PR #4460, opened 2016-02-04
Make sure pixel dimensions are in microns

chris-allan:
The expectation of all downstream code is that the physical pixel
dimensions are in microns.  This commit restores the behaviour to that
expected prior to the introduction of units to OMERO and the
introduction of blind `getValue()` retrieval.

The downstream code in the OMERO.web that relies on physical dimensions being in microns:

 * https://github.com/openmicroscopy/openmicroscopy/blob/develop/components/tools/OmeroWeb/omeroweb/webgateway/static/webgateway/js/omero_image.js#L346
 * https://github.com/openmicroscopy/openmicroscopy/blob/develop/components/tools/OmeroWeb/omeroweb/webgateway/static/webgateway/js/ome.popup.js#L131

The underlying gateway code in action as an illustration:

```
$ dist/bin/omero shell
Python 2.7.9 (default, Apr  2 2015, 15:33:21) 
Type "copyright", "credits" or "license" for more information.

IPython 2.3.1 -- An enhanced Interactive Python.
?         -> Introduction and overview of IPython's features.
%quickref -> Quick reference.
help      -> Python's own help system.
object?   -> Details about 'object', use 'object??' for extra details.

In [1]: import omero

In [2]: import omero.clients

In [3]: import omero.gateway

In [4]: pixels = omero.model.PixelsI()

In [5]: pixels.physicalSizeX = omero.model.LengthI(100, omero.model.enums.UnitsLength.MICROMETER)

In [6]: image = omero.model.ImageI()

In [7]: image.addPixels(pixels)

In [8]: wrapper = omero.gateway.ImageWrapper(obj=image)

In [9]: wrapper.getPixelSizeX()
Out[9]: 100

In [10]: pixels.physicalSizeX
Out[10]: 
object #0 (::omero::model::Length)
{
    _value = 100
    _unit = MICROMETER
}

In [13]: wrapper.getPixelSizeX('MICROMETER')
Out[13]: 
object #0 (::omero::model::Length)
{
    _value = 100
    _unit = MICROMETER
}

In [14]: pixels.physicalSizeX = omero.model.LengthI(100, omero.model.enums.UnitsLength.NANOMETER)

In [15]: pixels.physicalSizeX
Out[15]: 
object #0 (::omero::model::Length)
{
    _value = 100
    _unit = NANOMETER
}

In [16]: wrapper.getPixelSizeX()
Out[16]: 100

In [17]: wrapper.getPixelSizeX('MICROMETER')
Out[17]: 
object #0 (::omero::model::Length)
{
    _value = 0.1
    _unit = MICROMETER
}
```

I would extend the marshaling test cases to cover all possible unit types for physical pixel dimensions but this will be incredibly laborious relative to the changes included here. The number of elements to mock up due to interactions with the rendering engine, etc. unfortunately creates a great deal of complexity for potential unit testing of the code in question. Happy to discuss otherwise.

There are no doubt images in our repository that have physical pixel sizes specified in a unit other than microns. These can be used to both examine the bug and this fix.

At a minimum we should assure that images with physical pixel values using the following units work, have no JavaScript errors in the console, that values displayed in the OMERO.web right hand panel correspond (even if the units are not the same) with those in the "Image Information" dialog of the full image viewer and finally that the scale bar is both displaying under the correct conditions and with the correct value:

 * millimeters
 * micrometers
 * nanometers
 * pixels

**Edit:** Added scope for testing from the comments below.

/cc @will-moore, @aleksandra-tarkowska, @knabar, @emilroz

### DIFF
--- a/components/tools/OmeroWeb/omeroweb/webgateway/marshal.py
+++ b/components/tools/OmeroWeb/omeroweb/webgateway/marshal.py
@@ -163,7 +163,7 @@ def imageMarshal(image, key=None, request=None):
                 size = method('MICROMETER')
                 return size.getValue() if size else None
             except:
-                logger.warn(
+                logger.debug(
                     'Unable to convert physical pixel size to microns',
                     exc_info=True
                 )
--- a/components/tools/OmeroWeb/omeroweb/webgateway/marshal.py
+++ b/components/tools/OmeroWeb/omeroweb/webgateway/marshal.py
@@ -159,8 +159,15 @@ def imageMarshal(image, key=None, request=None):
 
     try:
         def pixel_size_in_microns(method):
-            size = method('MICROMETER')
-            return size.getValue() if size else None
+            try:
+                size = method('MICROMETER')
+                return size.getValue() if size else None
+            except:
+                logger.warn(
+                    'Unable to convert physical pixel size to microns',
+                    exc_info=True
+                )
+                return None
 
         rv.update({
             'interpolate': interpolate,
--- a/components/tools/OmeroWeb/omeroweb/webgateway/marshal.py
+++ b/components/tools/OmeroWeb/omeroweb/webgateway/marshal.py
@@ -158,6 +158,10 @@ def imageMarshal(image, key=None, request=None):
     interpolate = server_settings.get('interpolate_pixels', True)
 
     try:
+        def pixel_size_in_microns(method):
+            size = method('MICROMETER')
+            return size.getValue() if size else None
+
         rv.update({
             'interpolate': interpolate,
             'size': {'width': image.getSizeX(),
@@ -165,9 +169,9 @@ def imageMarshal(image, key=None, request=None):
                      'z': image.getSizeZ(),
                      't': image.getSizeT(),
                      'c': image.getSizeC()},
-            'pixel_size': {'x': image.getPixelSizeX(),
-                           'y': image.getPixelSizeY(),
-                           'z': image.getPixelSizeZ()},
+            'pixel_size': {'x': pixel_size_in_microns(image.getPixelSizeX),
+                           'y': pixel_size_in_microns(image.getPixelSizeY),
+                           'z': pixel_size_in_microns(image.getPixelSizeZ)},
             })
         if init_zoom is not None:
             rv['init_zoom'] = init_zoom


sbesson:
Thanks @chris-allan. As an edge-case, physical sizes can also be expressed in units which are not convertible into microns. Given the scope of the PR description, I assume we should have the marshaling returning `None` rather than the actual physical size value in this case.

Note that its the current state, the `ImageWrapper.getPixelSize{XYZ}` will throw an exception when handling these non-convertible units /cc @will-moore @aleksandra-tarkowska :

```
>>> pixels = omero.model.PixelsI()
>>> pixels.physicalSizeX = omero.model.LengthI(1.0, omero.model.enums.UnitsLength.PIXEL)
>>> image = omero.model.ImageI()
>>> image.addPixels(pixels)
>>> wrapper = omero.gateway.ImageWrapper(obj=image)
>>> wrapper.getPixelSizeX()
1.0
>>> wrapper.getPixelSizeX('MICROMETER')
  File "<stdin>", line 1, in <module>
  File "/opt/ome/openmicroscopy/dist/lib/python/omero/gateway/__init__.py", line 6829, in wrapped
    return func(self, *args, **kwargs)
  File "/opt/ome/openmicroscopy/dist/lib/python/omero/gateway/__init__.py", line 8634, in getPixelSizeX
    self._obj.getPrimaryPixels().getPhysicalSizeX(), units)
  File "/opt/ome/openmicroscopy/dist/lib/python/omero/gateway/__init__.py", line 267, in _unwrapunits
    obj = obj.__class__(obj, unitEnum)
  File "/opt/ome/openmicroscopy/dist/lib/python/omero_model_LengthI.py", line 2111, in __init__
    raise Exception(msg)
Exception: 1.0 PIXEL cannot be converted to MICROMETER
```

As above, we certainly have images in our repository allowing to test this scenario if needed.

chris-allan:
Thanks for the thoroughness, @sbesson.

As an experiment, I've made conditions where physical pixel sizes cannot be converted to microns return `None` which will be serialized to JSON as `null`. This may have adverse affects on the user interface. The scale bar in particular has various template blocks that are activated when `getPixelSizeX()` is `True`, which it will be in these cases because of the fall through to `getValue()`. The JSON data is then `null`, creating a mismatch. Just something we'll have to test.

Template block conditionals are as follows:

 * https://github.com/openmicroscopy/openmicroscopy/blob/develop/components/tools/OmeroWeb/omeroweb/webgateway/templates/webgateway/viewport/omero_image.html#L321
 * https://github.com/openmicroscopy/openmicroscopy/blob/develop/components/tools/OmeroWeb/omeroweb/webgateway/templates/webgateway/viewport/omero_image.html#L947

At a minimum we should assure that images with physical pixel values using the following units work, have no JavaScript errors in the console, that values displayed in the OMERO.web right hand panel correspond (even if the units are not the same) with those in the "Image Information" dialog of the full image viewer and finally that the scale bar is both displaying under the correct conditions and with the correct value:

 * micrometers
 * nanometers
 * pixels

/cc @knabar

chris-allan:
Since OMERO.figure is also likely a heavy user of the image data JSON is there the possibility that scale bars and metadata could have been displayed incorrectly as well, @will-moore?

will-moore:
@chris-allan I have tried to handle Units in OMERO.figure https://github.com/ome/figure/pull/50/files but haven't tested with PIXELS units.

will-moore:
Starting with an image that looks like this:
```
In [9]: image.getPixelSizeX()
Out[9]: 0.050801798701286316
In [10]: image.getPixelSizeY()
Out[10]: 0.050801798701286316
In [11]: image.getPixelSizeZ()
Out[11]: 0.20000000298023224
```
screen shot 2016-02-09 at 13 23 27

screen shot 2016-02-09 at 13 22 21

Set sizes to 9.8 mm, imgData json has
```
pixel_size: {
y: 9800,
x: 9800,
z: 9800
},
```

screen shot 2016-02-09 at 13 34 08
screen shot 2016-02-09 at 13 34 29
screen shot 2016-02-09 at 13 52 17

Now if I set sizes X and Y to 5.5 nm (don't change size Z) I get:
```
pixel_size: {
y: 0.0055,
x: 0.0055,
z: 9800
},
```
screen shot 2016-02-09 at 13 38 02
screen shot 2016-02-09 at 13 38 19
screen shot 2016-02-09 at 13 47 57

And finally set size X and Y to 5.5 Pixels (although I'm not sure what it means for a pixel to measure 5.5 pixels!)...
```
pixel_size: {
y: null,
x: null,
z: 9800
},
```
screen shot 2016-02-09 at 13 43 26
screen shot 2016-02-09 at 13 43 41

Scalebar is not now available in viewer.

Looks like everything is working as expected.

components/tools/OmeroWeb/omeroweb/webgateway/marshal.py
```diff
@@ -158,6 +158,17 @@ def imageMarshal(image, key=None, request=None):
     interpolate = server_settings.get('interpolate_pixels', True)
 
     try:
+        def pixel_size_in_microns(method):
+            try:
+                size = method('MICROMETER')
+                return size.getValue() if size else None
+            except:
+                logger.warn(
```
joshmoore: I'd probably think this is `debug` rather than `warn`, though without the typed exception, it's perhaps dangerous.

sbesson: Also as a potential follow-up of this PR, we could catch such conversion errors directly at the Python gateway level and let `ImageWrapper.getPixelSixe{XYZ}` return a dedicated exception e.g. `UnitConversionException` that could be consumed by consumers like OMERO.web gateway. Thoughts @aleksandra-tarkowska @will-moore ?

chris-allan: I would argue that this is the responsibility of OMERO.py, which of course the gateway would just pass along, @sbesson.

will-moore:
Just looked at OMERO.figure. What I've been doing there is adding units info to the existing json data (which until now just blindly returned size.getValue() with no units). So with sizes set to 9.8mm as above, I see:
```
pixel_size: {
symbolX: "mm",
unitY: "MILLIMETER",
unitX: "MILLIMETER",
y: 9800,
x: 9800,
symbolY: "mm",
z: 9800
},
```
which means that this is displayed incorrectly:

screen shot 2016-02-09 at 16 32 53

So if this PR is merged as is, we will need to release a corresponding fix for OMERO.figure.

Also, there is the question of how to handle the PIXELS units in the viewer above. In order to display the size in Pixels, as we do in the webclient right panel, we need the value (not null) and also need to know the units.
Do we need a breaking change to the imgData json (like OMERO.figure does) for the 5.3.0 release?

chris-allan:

-- -- --

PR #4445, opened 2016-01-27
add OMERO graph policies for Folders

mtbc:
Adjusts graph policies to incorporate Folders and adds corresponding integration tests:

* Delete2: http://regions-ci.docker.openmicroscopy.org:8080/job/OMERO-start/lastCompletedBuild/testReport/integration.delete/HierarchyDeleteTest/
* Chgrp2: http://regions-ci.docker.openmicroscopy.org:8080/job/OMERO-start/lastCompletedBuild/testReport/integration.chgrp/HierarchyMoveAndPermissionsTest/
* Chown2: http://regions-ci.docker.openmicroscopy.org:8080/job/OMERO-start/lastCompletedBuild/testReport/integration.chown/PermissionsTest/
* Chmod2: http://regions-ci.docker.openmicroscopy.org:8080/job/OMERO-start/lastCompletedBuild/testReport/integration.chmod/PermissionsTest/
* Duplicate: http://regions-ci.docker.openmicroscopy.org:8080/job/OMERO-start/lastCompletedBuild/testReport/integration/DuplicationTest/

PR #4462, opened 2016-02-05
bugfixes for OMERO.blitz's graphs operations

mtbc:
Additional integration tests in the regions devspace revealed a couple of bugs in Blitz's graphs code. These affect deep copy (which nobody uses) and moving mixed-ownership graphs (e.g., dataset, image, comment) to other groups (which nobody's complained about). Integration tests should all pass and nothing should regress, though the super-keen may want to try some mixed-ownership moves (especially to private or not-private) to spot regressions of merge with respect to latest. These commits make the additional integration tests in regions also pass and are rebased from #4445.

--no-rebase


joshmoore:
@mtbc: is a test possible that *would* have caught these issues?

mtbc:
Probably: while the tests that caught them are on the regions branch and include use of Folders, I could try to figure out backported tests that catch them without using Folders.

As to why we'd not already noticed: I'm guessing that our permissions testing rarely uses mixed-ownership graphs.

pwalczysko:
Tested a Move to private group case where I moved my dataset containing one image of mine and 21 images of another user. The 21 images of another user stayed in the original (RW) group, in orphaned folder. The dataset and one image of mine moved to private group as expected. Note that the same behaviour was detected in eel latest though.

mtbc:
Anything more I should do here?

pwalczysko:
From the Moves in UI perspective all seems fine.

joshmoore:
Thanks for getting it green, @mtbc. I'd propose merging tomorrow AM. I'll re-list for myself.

-- -- --

**Task statement**
For this exercise, output exactly the lines above from the line with "screen shot 2016-02-09 at 13 34 29" to the line with "joshmoore: I'd probably", counting both, and leave out the rest.

**Solution to this problem**
screen shot 2016-02-09 at 13 34 29
screen shot 2016-02-09 at 13 52 17

Now if I set sizes X and Y to 5.5 nm (don't change size Z) I get:
```
pixel_size: {
y: 0.0055,
x: 0.0055,
z: 9800
},
```
screen shot 2016-02-09 at 13 38 02
screen shot 2016-02-09 at 13 38 19
screen shot 2016-02-09 at 13 47 57

And finally set size X and Y to 5.5 Pixels (although I'm not sure what it means for a pixel to measure 5.5 pixels!)...
```
pixel_size: {
y: null,
x: null,
z: 9800
},
```
screen shot 2016-02-09 at 13 43 26
screen shot 2016-02-09 at 13 43 41

Scalebar is not now available in viewer.

Looks like everything is working as expected.

components/tools/OmeroWeb/omeroweb/webgateway/marshal.py
```diff
@@ -158,6 +158,17 @@ def imageMarshal(image, key=None, request=None):
     interpolate = server_settings.get('interpolate_pixels', True)
 
     try:
+        def pixel_size_in_microns(method):
+            try:
+                size = method('MICROMETER')
+                return size.getValue() if size else None
+            except:
+                logger.warn(
```
joshmoore: I'd probably think this is `debug` rather than `warn`, though without the typed exception, it's perhaps dangerous.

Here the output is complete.